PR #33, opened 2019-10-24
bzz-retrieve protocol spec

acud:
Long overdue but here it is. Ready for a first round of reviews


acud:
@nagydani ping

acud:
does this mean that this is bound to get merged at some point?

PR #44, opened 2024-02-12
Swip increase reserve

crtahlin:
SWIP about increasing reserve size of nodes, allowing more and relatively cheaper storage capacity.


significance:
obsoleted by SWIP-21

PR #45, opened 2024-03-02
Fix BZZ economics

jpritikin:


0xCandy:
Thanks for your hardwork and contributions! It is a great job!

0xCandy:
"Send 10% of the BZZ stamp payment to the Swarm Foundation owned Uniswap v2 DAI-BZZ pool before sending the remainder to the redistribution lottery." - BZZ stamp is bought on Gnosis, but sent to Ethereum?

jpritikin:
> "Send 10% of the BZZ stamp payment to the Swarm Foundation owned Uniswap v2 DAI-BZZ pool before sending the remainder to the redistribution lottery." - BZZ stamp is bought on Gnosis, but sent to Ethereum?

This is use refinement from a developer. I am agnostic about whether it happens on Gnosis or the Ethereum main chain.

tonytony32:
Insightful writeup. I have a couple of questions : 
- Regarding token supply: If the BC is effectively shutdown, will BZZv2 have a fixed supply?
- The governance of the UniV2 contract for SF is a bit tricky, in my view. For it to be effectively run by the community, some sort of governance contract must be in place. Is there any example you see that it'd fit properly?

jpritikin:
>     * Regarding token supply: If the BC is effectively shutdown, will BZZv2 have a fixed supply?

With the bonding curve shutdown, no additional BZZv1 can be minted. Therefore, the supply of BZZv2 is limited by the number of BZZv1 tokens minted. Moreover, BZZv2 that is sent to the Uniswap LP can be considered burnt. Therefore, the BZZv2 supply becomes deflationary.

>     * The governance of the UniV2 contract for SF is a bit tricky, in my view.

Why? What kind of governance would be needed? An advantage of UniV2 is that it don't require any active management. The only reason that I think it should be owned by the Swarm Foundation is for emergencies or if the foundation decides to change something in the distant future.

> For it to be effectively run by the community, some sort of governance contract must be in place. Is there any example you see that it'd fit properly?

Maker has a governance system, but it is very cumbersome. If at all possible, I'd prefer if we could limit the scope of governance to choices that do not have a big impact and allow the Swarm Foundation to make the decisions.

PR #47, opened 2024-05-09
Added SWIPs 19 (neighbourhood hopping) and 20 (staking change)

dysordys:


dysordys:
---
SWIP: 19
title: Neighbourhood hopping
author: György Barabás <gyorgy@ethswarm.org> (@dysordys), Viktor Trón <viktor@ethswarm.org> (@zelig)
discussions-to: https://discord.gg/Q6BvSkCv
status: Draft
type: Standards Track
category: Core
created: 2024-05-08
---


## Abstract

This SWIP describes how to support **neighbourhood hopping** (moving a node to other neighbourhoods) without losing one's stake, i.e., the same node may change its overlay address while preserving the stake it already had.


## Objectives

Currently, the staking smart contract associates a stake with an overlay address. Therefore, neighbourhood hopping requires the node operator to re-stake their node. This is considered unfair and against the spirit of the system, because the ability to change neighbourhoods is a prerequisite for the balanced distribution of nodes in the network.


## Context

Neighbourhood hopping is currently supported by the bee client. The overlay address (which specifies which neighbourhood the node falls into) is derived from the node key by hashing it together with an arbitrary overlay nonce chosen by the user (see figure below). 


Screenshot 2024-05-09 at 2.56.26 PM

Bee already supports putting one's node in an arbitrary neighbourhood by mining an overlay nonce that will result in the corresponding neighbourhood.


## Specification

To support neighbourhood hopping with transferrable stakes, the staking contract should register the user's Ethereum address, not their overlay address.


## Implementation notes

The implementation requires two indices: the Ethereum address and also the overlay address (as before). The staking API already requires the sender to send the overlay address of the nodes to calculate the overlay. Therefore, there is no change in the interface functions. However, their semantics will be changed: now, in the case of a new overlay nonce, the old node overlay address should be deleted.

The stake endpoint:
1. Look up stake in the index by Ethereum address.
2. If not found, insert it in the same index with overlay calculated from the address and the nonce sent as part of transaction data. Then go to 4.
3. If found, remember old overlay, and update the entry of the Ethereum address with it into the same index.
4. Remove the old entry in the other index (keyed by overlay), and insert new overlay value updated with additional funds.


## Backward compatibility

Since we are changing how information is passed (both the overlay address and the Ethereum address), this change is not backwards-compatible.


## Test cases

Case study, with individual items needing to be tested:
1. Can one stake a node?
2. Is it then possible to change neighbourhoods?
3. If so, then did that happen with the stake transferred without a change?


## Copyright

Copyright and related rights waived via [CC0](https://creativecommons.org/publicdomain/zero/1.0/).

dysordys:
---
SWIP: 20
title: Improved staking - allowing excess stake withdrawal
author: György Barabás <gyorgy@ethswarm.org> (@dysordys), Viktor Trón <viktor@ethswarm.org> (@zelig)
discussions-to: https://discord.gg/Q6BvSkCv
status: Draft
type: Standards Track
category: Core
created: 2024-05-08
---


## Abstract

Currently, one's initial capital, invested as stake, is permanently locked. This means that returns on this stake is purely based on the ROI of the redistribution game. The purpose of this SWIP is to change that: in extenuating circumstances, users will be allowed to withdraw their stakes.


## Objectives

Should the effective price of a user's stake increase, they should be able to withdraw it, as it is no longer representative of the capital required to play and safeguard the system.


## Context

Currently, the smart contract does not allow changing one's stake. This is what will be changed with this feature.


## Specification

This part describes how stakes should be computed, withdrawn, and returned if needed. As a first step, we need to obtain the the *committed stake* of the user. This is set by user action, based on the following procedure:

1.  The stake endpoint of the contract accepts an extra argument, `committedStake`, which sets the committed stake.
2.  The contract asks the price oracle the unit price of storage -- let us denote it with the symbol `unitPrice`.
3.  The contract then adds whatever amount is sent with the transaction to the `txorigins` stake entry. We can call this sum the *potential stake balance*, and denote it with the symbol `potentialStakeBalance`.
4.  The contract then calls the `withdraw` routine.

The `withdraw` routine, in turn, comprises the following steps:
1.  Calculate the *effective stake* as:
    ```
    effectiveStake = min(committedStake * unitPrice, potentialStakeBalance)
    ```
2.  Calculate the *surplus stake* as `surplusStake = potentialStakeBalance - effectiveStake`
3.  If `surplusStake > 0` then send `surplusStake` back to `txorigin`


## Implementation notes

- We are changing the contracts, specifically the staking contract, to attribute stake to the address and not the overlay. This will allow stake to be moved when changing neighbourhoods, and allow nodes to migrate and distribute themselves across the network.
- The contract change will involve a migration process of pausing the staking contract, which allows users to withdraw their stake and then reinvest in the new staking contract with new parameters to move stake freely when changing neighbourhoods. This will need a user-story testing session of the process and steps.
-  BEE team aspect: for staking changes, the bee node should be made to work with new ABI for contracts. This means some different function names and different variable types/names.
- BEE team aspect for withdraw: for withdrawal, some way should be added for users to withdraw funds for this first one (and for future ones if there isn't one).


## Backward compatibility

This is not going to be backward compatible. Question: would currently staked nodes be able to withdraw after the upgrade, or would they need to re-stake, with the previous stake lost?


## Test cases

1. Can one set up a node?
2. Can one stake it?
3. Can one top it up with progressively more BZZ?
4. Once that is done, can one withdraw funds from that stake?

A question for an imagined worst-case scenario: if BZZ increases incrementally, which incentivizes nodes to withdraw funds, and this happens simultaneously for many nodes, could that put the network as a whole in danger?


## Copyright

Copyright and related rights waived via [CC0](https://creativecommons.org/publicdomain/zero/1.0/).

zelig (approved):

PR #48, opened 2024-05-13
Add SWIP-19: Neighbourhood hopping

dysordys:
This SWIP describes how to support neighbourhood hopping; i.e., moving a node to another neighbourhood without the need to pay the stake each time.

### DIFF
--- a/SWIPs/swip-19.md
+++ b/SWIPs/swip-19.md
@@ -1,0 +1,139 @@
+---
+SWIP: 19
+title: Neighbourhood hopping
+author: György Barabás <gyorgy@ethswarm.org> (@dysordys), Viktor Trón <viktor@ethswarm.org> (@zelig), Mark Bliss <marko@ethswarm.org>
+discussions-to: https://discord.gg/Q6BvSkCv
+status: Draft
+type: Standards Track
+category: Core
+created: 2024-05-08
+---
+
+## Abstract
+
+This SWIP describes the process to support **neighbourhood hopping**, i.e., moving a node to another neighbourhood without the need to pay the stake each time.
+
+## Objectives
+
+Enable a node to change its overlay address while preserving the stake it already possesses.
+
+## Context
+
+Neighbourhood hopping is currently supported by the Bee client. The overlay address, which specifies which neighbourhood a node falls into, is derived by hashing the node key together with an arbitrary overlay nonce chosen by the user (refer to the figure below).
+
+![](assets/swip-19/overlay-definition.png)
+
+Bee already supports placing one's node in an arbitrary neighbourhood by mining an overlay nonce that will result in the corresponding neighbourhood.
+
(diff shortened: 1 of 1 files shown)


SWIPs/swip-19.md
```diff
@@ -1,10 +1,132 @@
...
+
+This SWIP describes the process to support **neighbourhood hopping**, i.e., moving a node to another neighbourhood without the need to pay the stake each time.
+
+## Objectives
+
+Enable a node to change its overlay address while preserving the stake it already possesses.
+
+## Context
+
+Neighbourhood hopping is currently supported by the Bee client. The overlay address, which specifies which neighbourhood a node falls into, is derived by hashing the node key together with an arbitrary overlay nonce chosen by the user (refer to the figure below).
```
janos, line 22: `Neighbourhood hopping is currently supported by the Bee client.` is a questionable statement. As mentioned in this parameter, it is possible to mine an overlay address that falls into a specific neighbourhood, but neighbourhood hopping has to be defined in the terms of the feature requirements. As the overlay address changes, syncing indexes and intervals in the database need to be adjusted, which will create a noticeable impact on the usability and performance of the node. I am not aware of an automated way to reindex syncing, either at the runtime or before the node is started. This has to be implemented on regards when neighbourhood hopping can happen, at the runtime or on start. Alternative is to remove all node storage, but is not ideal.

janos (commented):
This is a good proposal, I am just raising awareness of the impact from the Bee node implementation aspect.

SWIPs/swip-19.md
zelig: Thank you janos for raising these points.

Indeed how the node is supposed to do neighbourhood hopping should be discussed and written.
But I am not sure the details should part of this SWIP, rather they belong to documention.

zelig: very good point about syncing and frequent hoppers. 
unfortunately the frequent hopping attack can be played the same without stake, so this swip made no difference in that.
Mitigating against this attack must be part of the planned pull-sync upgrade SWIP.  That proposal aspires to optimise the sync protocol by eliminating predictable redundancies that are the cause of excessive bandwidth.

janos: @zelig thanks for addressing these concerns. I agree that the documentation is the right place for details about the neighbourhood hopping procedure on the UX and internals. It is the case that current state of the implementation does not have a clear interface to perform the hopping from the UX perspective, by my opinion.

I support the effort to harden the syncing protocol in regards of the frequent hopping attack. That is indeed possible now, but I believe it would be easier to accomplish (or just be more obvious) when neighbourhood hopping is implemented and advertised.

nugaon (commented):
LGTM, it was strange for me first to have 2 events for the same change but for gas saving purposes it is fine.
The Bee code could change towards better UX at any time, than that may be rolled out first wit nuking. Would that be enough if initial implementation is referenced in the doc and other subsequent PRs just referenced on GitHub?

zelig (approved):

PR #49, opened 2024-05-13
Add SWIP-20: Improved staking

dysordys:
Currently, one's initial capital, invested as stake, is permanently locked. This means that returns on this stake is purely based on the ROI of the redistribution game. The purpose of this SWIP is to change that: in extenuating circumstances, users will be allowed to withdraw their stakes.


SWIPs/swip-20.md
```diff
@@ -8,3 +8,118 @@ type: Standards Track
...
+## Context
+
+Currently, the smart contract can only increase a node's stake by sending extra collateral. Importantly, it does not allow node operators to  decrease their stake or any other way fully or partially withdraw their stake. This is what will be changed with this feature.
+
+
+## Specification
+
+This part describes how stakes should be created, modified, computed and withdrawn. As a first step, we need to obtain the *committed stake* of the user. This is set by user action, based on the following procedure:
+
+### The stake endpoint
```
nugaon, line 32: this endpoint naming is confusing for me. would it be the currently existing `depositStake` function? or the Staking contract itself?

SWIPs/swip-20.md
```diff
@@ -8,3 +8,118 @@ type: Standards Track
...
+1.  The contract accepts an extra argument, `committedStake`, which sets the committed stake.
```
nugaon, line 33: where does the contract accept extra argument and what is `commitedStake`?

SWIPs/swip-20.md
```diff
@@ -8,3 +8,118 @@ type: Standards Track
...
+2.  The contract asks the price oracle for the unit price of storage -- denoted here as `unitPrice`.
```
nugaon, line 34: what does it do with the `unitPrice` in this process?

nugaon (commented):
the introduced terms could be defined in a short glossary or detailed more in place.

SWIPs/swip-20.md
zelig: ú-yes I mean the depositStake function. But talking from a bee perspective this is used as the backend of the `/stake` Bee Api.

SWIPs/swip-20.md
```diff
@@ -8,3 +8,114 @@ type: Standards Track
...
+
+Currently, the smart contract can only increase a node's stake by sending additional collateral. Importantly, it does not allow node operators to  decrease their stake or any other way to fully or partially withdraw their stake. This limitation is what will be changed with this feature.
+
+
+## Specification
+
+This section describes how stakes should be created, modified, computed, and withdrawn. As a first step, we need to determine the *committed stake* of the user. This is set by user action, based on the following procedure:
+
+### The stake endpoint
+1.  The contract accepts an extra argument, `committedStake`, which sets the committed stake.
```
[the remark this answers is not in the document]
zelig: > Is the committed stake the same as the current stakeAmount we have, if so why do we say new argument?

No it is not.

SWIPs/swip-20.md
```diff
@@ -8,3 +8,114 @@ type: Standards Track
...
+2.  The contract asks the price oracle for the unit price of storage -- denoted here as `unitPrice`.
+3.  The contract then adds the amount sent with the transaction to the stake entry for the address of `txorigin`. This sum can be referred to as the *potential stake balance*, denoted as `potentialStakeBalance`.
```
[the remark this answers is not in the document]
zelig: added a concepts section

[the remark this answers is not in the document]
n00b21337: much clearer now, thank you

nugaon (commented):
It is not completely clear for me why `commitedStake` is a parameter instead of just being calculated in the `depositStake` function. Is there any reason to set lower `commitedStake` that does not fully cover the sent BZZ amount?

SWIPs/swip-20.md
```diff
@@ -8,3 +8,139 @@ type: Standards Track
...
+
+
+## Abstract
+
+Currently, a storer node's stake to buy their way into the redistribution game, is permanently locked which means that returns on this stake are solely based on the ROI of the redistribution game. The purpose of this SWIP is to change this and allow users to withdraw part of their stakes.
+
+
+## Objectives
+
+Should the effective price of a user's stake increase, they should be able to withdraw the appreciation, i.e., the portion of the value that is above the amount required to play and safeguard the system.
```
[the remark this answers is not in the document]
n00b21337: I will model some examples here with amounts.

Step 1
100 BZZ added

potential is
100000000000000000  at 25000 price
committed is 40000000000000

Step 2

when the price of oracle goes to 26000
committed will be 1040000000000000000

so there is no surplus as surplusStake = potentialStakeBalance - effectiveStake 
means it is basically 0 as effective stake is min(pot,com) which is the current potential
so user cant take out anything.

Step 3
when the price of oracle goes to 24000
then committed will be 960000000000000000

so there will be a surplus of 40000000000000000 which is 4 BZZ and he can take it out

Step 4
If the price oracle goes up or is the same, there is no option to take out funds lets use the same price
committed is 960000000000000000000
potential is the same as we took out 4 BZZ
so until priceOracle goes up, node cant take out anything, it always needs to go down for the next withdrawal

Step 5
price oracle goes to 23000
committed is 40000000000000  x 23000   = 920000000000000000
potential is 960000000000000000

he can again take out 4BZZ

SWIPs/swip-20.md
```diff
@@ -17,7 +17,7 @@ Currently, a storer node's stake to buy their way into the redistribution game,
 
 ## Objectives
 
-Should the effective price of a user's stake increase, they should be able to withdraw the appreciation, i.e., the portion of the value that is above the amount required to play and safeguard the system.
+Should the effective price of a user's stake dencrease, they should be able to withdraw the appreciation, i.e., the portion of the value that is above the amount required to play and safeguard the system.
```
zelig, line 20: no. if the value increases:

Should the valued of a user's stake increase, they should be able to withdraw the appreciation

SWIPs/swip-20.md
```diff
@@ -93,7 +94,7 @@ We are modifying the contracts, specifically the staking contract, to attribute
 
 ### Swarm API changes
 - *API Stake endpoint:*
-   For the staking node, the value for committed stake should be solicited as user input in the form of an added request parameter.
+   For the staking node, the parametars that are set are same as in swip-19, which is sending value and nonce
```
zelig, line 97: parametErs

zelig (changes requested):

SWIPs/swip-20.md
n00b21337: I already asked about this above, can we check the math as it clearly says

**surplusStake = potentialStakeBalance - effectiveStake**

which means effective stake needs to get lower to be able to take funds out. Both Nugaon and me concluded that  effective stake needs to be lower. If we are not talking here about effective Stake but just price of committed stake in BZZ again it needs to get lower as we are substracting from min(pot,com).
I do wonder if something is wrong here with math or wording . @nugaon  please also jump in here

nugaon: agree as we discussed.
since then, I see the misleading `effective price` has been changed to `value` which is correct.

TASK ITEM –
Above are the records. Print exactly, and only, the lines from the line with "2. If not found, insert" to the line with "3. If found, remember", both inclusive.

RESULT OF THIS EXERCISE –
2. If not found, insert it in the same index with overlay calculated from the address and the nonce sent as part of transaction data. Then go to 4.
3. If found, remember old overlay, and update the entry of the Ethereum address with it into the same index.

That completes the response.